Kobani Davası Gerekçeli Kararı Açıklandı: 32 Bin 630 Sayfa!
Kobani davasında, HDP’nin eski Eş Genel Başkanları Selahattin Demirtaş ve Figen Yüksekdağ’ın yanı sıra HDP MYK üyeleri ve yöneticilerinin de aralarında bulunduğu 36 kişi hakkında verilen hükme ilişkin 32 bin 630 sayfalık gerekçeli karar 13 ay sonra açıklandı.
Ankara 22. Ağır Ceza Mahkemesi, hükme ilişkin 32 bin 630 sayfalık gerekçeli kararını açıkladı. Kararda hüküm giyen sanıkların 6-8 Ekim olayları sırasında meydana gelen şiddet olaylarından sorumlu tutulmadıkları bildirildi.
“KUMPAS DAVASI ÇÖKMÜŞTÜR”
DEM Parti Merkez Yürütme Kurulu imzalı açıklama şu şekilde:
“Türkiye siyasi tarihinin en kapsamlı kumpas davalarından biri olan Kobanî Davasında gerekçeli karar yaklaşık 13 ay sonra açıklanmıştır. Gerekçeli kararın 13 ay boyunca açıklanmaması, siyasi kumpasın devamı niteliğindedir. Bu durum, yargının siyasallaşmasının ve yargılama sürecine siyasi müdahalenin en açık göstergelerinden biridir. Bu süreçle birlikte arkadaşlarımızın tutukluluğu keyfi olarak uzatılmış, hukuksuz mahkûmiyet kararlarına karşı itiraz imkanı ortadan kaldırılmıştır.
Davanın ilk gününden bugüne arkadaşlarımız şahsında demokratik siyaset hakkı yargılanmıştır. Bu davanın rotası hiçbir zaman adalet olmamış; dava, siyaseti dizayn etme aracı olarak kullanılmıştır. Kobanî Kumpas Davasının siyasi iktidar ve yandaş medya tarafından ilk günden beri dayandırılan bütün gerekçeleri boşa düşmüştür.
Dava boyunca yapılan olumsuz propagandalar, asılsız iddialar ve şaibeli mahkeme heyetleri siyasi bir mühendislik örneği olarak kayıtlara geçmiştir. Yasin Börü üzerinden yaratılmak istenen siyasi linç ve algı operasyonları çökmüştür.
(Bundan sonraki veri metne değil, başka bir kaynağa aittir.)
PR #3338, opened 2021-06-17
[DO NOT MERGE] Fix #3285: Create script to compile list of maven dependencies [WIP]

### LINKED ISSUE #3285: Create a script to generate the list of Maven dependencies, versions, and license links
Create a Kotlin script that will contain a complete list of Maven dependencies (direct + transitive) for which the licenses will be extracted.

**Target PR date**: 2021-06-19
**Target completion date**: 2021-06-24

prayutsu:
## Explanation

Fixes #3285:
Created a kotlin script that compiles a list of Maven dependencies for which the licenses need to be fetched.

## CAUTION

**This PR has only temporary changes.**

## Notes for Reviewers:
The script first creates a list **L1** of dependencies by parsing the maven_install.json file and another list **L2** of dependencies by running the bazel query command. The list **L2** contains only the names of artifacts and that too separated by underscores and with an unwanted prefix e.g -
`@maven//:com_squareup_moshi_moshi`.

Now we iterate over **L1**, and we parse the name of each dependency so that we can search for it in the list **L2**. If the parsed name is present in **L2**, then we add this dependency of **L1** to a new list **L3**.

_Now we try to make a list **L4** and each object of **L4** will contain the dependency's name, version, list of license names, and list of license links._

We have a final list **L3** of dependencies and each dependency also has a URL associated with it that generally corresponds to the dependencies' jar file. We change the extension from the .jar to .pom to read the POM file of the dependency, which can potentially give us the license links for that dependency. If we find the license links in the POM file of the dependency, we simply add this dependency from to **L4** (we extract the version name from the name of the artifact and we provide the corresponding license names and links), else we try to find the links from our backup mechanism. 

The backup mechanism works as follows - 
1. We have a backup_license_links.json file that contains an array of dependencies for which the licenses have to be provided manually.
2. The script parses this JSON file and stores all the dependencies listed in this file in a list **L5**.
3. When we don't find any licenses tag for any dependency, we then try to find the dependency in **L5** and the possibilities are - 

```kotlin
if(dependency is present in L5) {
  // check if the corresponding list of licenses and their links is non-empty
  if(licenseList is non-empty()) {
    // copy these license links list and add the dependency to L5
  } else {
    // print message - "Please provide the license names and links for the artifact - $artifactName"
    // script fails.
  }
} else {
  // add this dependency to L5.
  // script fails.
}
```

So, script will fail if the backup.json is empty or it does not contain all the dependencies for which our strategy failed. Also, with failure, it also lists down all the dependencies in the backup.json for which we need to provide the license links manually. If we provide the links for all these dependencies, the script will not fail and the list of dependencies will be complete.
     

## Checklist


prayutsu:
@BenHenning @rt4914 I have explained the current working of the first script in detail in the PR explanation section. 
I am assigning you the PR for initial feedback.

prayutsu:
@BenHenning @rt4914 Till now, we have build up a mechanism that will provide us the license links for all the Maven dependencies. Now the challenge is - how do we detect that the license link contains plain text or not (because if it doesn't then we can't scrape the text from the URL directly).
I made a set of license links to see how many different licenses we will attribute and the set involves these 11 links - 

1. http://www.apache.org/licenses/LICENSE-2.0.txt
2. http://try.crashlytics.com/terms/terms-of-service.pdf
3. http://www.opensource.org/licenses/bsd-license
4. https://www.apache.org/licenses/LICENSE-2.0.txt
5. https://developer.android.com/studio/terms.html
6. https://fabric.io/terms
7. https://github.com/javaee/javax.annotation/blob/master/LICENSE
8. https://github.com/DanielMartinus/Konfetti/blob/main/LICENSE
9. http://www.gnu.org/software/classpath/license.html
10. http://opensource.org/licenses/MIT
11. https://asm.ow2.io/license.html

1 and 4 are the same links, the only difference is -  1 contains http and 4 contains https.
So, out of these 10 links only one is directly scrapable - (link corresponding to index 1).
And 2. and 6. are not even valid license links.

**I also have a doubt here -- the 3. link has some placeholders in the actual license text, do we also need to fill these placeholders?**

As per the proposal, we'll have to make a separate repository to handle such cases and replace those deps which do not have any licenses.

To handle this, I have the following strategy in mind - 
We create a JSON file that will contain all the license links as keys and their value will be another link that will contain the plain text of that license. (We'll have to manually update this JSON)

So, this way we can ensure that the license link is always easily scrapable.

WDYT?

rt4914:
@BenHenning This strategy has been discussed by me and Abhay but we need you thoughts on it.

prayutsu:
@BenHenning @rt4914 
I also tried this [Gradle Plugin](https://developers.google.com/android/guides/opensource) for attributing Copyright licenses of open-source libraries.
This plug-in shows plain license texts for some dependencies like this - 


And for some deps, it only shows the license link (even if the license link is the same as in the above case) and upon clicking on the link, we are directed to the web page displaying the license of the dependency.



If we maintain a repository of licenses, and if the content of the license changes in the future, we may not be able to detect it. 
That's why the best option according to me here is to only display the licenses' links.

scripts/maven/Dependencies.kt
```diff
@@ -0,0 +1,10 @@
+import com.squareup.moshi.Json
+import com.squareup.moshi.JsonClass
+
+/** Data class that stores the list of dependencies present in maven_install.json. */
+@JsonClass(generateAdapter = true)
+data class Dependencies(
+
+  @Json(name = "dependencies") val dependencyList: MutableList<Dependency>
```
BenHenning: For this & other files: why MutableList? Why not just List?

scripts/maven/Dependency.kt
```diff
@@ -0,0 +1,19 @@
+import com.squareup.moshi.Json
+import com.squareup.moshi.JsonClass
+
+/**
+ * Data class that contains all the details relevant to a dependency that is present
+ * in maven_intall.json.
+ */
+@JsonClass(generateAdapter = true)
+data class Dependency(
```
BenHenning: I suggest differentiating between maven_install & dependency_list Moshi classes by prefixing them as so:

MavenListDependency
LicenseDependency
...

WDYT?

scripts/maven/Dependency.kt
```diff
@@ -0,0 +1,19 @@
+import com.squareup.moshi.Json
```
BenHenning: See my doc comment, but these classes should be organized in a package structure similar to #3340.

scripts/maven/DependencyTree.kt
```diff
@@ -0,0 +1,8 @@
+import com.squareup.moshi.Json
+import com.squareup.moshi.JsonClass
+
+/** Helper Data class to parse the list of dependencies from maven_intall.json. */
```
BenHenning: This is actually a structure definition class, not a helper class (e.g. it has no logic to 'help' with anything, but it can be used to parse the list of dependencies from maven_install).

scripts/maven/maven_dependencies_list.kts
```diff
@@ -0,0 +1,315 @@
+#!/usr/bin/env kscript
```
BenHenning: See my doc comment: I think it's preferable to change this to be an actual Kotlin binary file (i.e. with a main() function & a Bazel definition) so that it can be run through Bazel.

However, that may pose a slight problem since this script is also executing Bazel commands. Can you maybe see if running this script with bazel run & it, in turn, using bazel query works, or if it hangs? If it hangs, you may need to set the ``output_base`` of the bazel query command to be something like ``/tmp`` / different from the script so that they run separately.

BenHenning (changes requested):
Left some comments on the code.

Regarding the issue above, we should prefer showing the licenses when we can. It seems we have the following cases:
1. License is scrapable & plain text
2. License is plain text, but not easy to scrape
3. License is not plain text, but available
4. License cannot be found (either because there is no license linked, or because the link goes to a missing page)

For case (1), we should scrape it. For case (2), I'm assuming we will need to copy the license manually & indicate to the script that those licenses should pull from our local copy (using an association like you indicated seems like a good idea). For (3) & (4), we should probably should provide the link since it's the best that we can do in these cases.

This being said, I think we also need a way to manually override the licenses for individual dependencies. If, for example, a dependency has a filled out license in their repository, we should be able to scrape that instead of the one defined in Maven. If we manually override a dependency's license, it shouldn't then be removed by the script.

Would this work?

scripts/maven/Dependencies.kt
prayutsu: Because once they are generated, we also need to sort them. And I think we can't sort a simple List.

scripts/maven/maven_dependencies_list.kts
prayutsu: @rt4914 @fsharpasharp 
I tried setting up the output_base to `/tmp` and `/home/prayutsu/c1` (random) but it still isn't getting executed properly.
The full command is - 

`bazel --output_base=/tmp query 'deps(deps(//:oppia) intersect //third_party/...) intersect @maven//...'`

When run on terminal directly, both got executed successfully.
It is not hanging, the process is returning a non-zero status code and thus the program is getting terminated.

scripts/maven/Dependency.kt
prayutsu: Sounds good to me, but the refactoring here works only at some places and it requires a little manual work, so can I do it once the script runs correctly?

app/src/main/java/org/oppia/android/app/maven/GenerateMavenDependenciesList.kt
```diff
@@ -0,0 +1,395 @@
...
+        }
+        bazelQueryDepsNames.sort()
+
+        val exitValue = process.waitFor()
+        if (exitValue != 0) {
+          System.err.println(
+            "There was some unexpected error while " +
+              "running the bazel Query command."
+          )
+          throw Exception("Unexpected error.")
```
prayutsu: The command is returning non-zero exitValue even after changing the output_base.

scripts/maven/Dependency.kt
prayutsu: Refactoring done in the fake package.

scripts/maven/Dependency.kt
prayutsu: Will use the same structure when script is configured properly.

scripts/maven/DependencyTree.kt
prayutsu: Fixed in the fake package's class.

prayutsu:
@BenHenning I am trying to change the script to a .kt program, but Android Studio is not providing autocomplete and error highlighting in the scripts directory, so I have temporarily created a maven package in the app module but and implemented the suggested changes there, once the script gets configured properly, I'll shift this to scripts package and make the changes as per the requirements.

Command used to run this temporary script- 
` bazel run //app/src/main/java/org/oppia/android/app/maven:generate_maven_dependencies_list`

prayutsu:
> Left some comments on the code.
> 
> Regarding the issue above, we should prefer showing the licenses when we can. It seems we have the following cases:
> 
> 1. License is scrapable & plain text
> 2. License is plain text, but not easy to scrape
> 3. License is not plain text, but available
> 4. License cannot be found (either because there is no license linked, or because the link goes to a missing page)
> 
> For case (1), we should scrape it. For case (2), I'm assuming we will need to copy the license manually & indicate to the script that those licenses should pull from our local copy (using an association like you indicated seems like a good idea). For (3) & (4), we should probably should provide the link since it's the best that we can do in these cases.
> 
> This being said, I think we also need a way to manually override the licenses for individual dependencies. If, for example, a dependency has a filled out license in their repository, we should be able to scrape that instead of the one defined in Maven. If we manually override a dependency's license, it shouldn't then be removed by the script.
> 
> Would this work?

@BenHenning By plain text, you mean a web page that contains raw text only, right?

For case (2), does local copy mean a separate Github repository or we are going to add these license text files in our codebase?
If you meant a separate repository then I think I'll need some more rights to create one. I also have another concern with this -- we would be displaying the old version of the license (the copied one) if the content of the license changes, is it okay?

For case (4), if the license could not be found, then what link we should provide?

prayutsu:
The final list obtained has a total of 75 dependencies which seems a little less to me. Also, ideally, to obtain the parsed name of an artifact, we should replace only ':' and '.' with '\_' and omit the version from it. But when I did this, the final list contained only 31 dependencies, and then I tried replacing '-' with '_' and this gives a list of 75 dependencies.

Also, I notice here https://github.com/oppia/oppia-android/blob/847d52cfa6d65eb43d851c99ca781a218930bed9/data/BUILD.bazel#L29 that to use artifact `    "com.squareup.moshi:moshi-kotlin": "1.11.0"` we referred it as `//third_party:moshi` but it does not match the example given here https://github.com/oppia/oppia-android/blob/847d52cfa6d65eb43d851c99ca781a218930bed9/third_party/versions.bzl#L10

@fsharpasharp Do you have some idea how this thing works? Why we are not referring to the Moshi dependency as `//third_party:com_squareup_moshi_moshi-kotlin` and how is it even working?

fsharpasharp:
> The final list obtained has a total of 75 dependencies which seems a little less to me. Also, ideally, to obtain the parsed name of an artifact, we should replace only ':' and '.' with '_' and omit the version from it. But when I did this, the final list contained only 31 dependencies, and then I tried replacing '-' with '_' and this gives a list of 75 dependencies.
> 
> Also, I notice here
> 
> https://github.com/oppia/oppia-android/blob/847d52cfa6d65eb43d851c99ca781a218930bed9/data/BUILD.bazel#L29
> 
> that to use artifact ` "com.squareup.moshi:moshi-kotlin": "1.11.0"` we referred it as `//third_party:moshi` but it does not match the example given here
> https://github.com/oppia/oppia-android/blob/847d52cfa6d65eb43d851c99ca781a218930bed9/third_party/versions.bzl#L10
> 
> @fsharpasharp Do you have some idea how this thing works? Why we are not referring to the Moshi dependency as `//third_party:com_squareup_moshi_moshi-kotlin` and how is it even working?

There's a library called moshi under third_party:

https://github.com/oppia/oppia-android/blob/847d52cfa6d65eb43d851c99ca781a218930bed9/third_party/BUILD.bazel#L67

rt4914:
@prayutsu Un-assigned myself until the PR is ready for review

prayutsu:
Got this, thanks @fsharpasharp

app/src/main/java/org/oppia/android/app/maven/BUILD.bazel
```diff
@@ -0,0 +1,86 @@
+load("@io_bazel_rules_kotlin//kotlin:kotlin.bzl", "kt_jvm_binary", "kt_jvm_library", "kt_jvm_test")
```
BenHenning, line 1: This & related files should be part of the script package, e.g. ``script/src/java/org/oppia/android/script/maven``. See #3374 for an idea on how this should be set up.

app/src/main/java/org/oppia/android/app/maven/BUILD.bazel
```diff
@@ -0,0 +1,86 @@
...
+    srcs = [
+        "GenerateMavenDependenciesList.kt",
+    ],
+    deps = [
+        ":backup_dependency",
+        ":backup_license",
+        ":license_dependency",
+        ":maven_list_dependencies",
+        ":maven_list_dependency",
+        ":maven_list_dependency_tree",
```
BenHenning: Why split all of these up?

Also, I suggest having a moshi subpackage for all of the Moshi model definitions. Then, the controller can live as part of the main script package.

app/src/main/java/org/oppia/android/app/maven/GenerateMavenDependenciesList.kt
BenHenning: Try copying in BazelClient from #3374 and create any new query methods you need using the same approach as the other ones & see if that works.

scripts/maven/Dependencies.kt
BenHenning: In that case we should be copying the data when we need to change it. Models generally should be immutable--that offers a bunch of benefits in data management & reduction in complexity.

scripts/maven/maven_dependencies_list.kts
BenHenning: See my other comment--try using the same BazelClient approach as #3374. I found that the output_base wasn't actually needed.

BenHenning (commented):
Thanks @prayutsu. Left some thoughts on getting the script working & organized. Once the script is working and the PR is considered finalized, I'll perform a full review.

Please also be sure to add tests for the script. I'll be adding tests to #3374 momentarily to provide some examples for how to do this.

prayutsu:
@BenHenning @fsharpasharp @rt4914 
When I print a proto class object it also includes values corresponding to the enums contained in it. e.g - 

```proto
message License {
  string license_name = 1;
  PrimaryLinkType primary_link_type = 4;
}

enum PrimaryLinkType {
  UNSPECIFIED = 0;
  SCRAPE_DIRECTLY = 1;
  SCRAPE_FROM_LOCAL_COPY = 2;
  SHOW_LINK_ONLY = 3;
  NEEDS_INTERVENTION = 4;
}
```

Now when I do this in my Kotlin program - 

```kotlin
val license = License
            .newBuilder()
            .setLicenseName("Some Licenses")
            .setPrimaryLinkType(PrimaryLinkType.SCRAPE_DIRECTLY)
            .build()
println(license)
```

Output - 
```
license_name: "Some License"
primary_link_type: SCRAPE_DIRECTLY
primary_link_value: 1
```
The output also has the primary_link_value attribute which throws an error when the script tried to read it from the textproto file.
I don't want primary_link_value in the output, is there any way to configure it to not include value in the output?

BenHenning:
@prayutsu are you outputting that textproto using TextFormat (e.g.: https://www.javadoc.io/doc/com.google.protobuf/protobuf-java/3.5.1/com/google/protobuf/TextFormat.html)? Please follow up with me to get access to an example for outputting textproto.

prayutsu:
> @prayutsu are you outputting that textproto using TextFormat (e.g.: https://www.javadoc.io/doc/com.google.protobuf/protobuf-java/3.5.1/com/google/protobuf/TextFormat.html)? Please follow up with me to get access to an example for outputting textproto.

@BenHenning Actually, I tried to bring TextFormat in my script but it seems like I can not access this class in the Oppia-android repository, is there any other dependency that I need to add in order to use this class?

Also, I took a look at its methods but I couldn't find anything that can make the output not include values for enums.
It would be great if you can give an example.

BenHenning:
@prayutsu just sent you a message on chat & shared the code reference for you. Please follow up on chat if you have questions or get stuck.

prayutsu:
Created a new PR #3434 as the structure has changed significantly.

Avrupa İnsan Hakları Mahkemesi’nin 2020 yılında aldığı kesin kararla, Demirtaş’ın sosyal medya paylaşımlarının ifade özgürlüğü kapsamında olduğu ve şiddet olaylarıyla hiçbir bağlantısının bulunmadığı hukuki kesinlik kazanmıştır. AİHM’in bu bağlayıcı kararının derhal uygulanması, Türkiye’nin uluslararası hukuka bağlılığının bir gereğidir.
Türkiye’nin barış ve demokratik toplumun inşasını konuştuğu bu dönemde, başta Kobanî Kumpas Davası olmak üzere demokratik siyaset hakkının yargı eliyle engellenmesi artık tarihe karışmalıdır. Bu iklime geçiş için atılması gereken adım, başta Figen Yüksekdağ ve Selahattin Demirtaş olmak üzere dava kapsamında tutuklu yargılanan tüm arkadaşlarımızın bir an önce özgürlüklerine kavuşmasıdır.
Türkiye artık siyasi kumpaslarla değil, adaletin ve demokratik değerlerin hâkim olduğu bir ülke olarak anılmalıdır.”